Skip to main content

vault HA mysql backend cannot assign requested address

·2 mins

We were trying to make a single node vault into HA, this vault node was using mysql as backend and pointing to a single mysql node, although the mysql percona cluster itself had three node.

So we decided to add two more nodes into vault as well as make all vault nodes use a HA mysql connection. As vault does not allow configuring all three nodes in the connection string we decided to use use HAproxy in front of mysql and configure it to use myqsql node as active and other two backup.

When we configured vault to talk to HAproxy mysql backend, it worked for few minutes and would error out on following error.

[ERROR] core: failed to renew releases: error="failed to persist accessor index entry: dial tcp 10.10.0.126:3306: connect: cannot assign requested address"

At first it looked that we have wrong mysql configuration or it is running out of available connections, so we looked at those and found not to be the case. Secondly we looked at how haproxy is handling these connections and if there is an upper limit of sessions which might be preventing vault from creating new session.

We looked vault documentation for mysql backend here https://www.vaultproject.io/docs/v1.4.x/configuration/storage/mysql (note this link is for 1.4 version look at your vault version docs)

we decided to add max_idle_connections to 10 in hope that it will keep that many connections ready and in idle state to be used by vault, but that did not resolve the issue. in deperate attempt to solve the issue we also tried increasing it to 20 or 30 with no success.
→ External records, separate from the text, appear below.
PR #2926, opened 2022-11-19
Update build cron for 2.5.0 to every hour

bowenlan-amzn:
Signed-off-by: bowenlan-amzn <bowenlan23@gmail.com>

### Description
Update the cron schedule of build workflow for 2.5.0 to every hour

### Issues Resolved

### DIFF
--- a/jenkins/check-for-build.jenkinsfile
+++ b/jenkins/check-for-build.jenkinsfile
@@ -14,10 +14,10 @@ pipeline {
     }
     triggers {
         parameterizedCron '''
-            H 1 * * * %INPUT_MANIFEST=2.5.0/opensearch-dashboards-2.5.0.yml;TARGET_JOB_NAME=distribution-build-opensearch-dashboards;BUILD_PLATFORM=linux windows
+            H/60 * * * %INPUT_MANIFEST=2.5.0/opensearch-2.5.0.yml;TARGET_JOB_NAME=distribution-build-opensearch;BUILD_PLATFORM=linux macos windows
+            H/60 * * * %INPUT_MANIFEST=2.5.0/opensearch-dashboards-2.5.0.yml;TARGET_JOB_NAME=distribution-build-opensearch-dashboards;BUILD_PLATFORM=linux windows
             H 1 * * * %INPUT_MANIFEST=2.4.1/opensearch-dashboards-2.4.1.yml;TARGET_JOB_NAME=distribution-build-opensearch-dashboards;BUILD_PLATFORM=linux windows
             H 1 * * * %INPUT_MANIFEST=2.4.1/opensearch-2.4.1.yml;TARGET_JOB_NAME=distribution-build-opensearch;BUILD_PLATFORM=linux macos windows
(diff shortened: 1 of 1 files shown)


peterzhuamazon:
Hi @gaiksaya @prudhvigodithi I have discussed with @bowenlan-amzn offline that they want to start building 2.5.0 right now in a more frequent fashion.

Please add you thoughts on whether this is fine for now.

Thanks.

prudhvigodithi:
Hey @peterzhuamazon and @bowenlan-amzn LGTM.

prudhvigodithi (approved):

zelinh (commented):
I'm good with increasing the frequency for the builds on 2.5.0 but just notice we only have core and CU plugin right now. Prob would need to add those plugins that are being actively developed to the manifest as well.

gaiksaya (approved):

peterzhuamazon (approved):

peterzhuamazon:
> I'm good with increasing the frequency for the builds on 2.5.0 but just notice we only have core and CU plugin right now. Prob would need to add those plugins that are being actively developed to the manifest as well.

Yeah, right now @bowenlan-amzn is waiting for the new CU maven to work on their plugins.
I would suggest Bowen add this line as well for a more frequent Core+CU deployment that does not impact the artifacts.

```
            H/60 * * * %INPUT_MANIFEST=2.5.0/opensearch-2.5.0.yml;TARGET_JOB_NAME=distribution-build-opensearch;BUILD_PLATFORM=linux;COMPONENTS=OpenSearch common-utils;UPDATE_LATEST_URL=false
```

This probably need to make changes here so maven can be constantly updated without interrupting actual artifacts creation.
https://github.com/opensearch-project/opensearch-build/blob/main/jenkins/check-for-build.jenkinsfile#L89-L93

Thanks.

gaiksaya:
I would keep keep default to `true` and work on https://github.com/opensearch-project/opensearch-build/issues/2749

Posting some suggestions for anyone to pick up:
Currently, the snapshots are published only after the build is successful https://github.com/opensearch-project/opensearch-build/blob/main/jenkins/opensearch/distribution-build.jenkinsfile#L152-L171
I believe if we want to unblock dependency on entire build, the publishing to snapshot should be a part of this stage https://github.com/opensearch-project/opensearch-build/blob/main/jenkins/opensearch/distribution-build.jenkinsfile#L178-L218

peterzhuamazon:
> I would keep keep default to `true` and work on #2749
> 
> Posting some suggestions for anyone to pick up: Currently, the snapshots are published only after the build is successful https://github.com/opensearch-project/opensearch-build/blob/main/jenkins/opensearch/distribution-build.jenkinsfile#L152-L171 I believe if we want to unblock dependency on entire build, the publishing to snapshot should be a part of this stage https://github.com/opensearch-project/opensearch-build/blob/main/jenkins/opensearch/distribution-build.jenkinsfile#L178-L218

That is also fine I just want to unblock @bowenlan-amzn right now just in case other failures block core/CU maven updates.

Thanks.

Further searching on internet, we found that this error relates to system running out of available source ports to make connection in the pool, but what could be doing that. While searching we stumbled on this thread https://github.com/hashicorp/vault/issues/11936 which suggested that this seems to happen due to the connection pooling which is too small by default (unset?).

If we set max_idle_connections > max_parallel, the connections are not torn down and there is no churn. It has the obvious down side of having many connections open, but maybe max_parallel can be lowered too.

The following setting worked flawlessly.

max_idle_connections = 256
max_parallel = 128

This solved the issue for us. We set our max_parallel to 130, and max_idle_connections to 135, and it worked and our error was gone.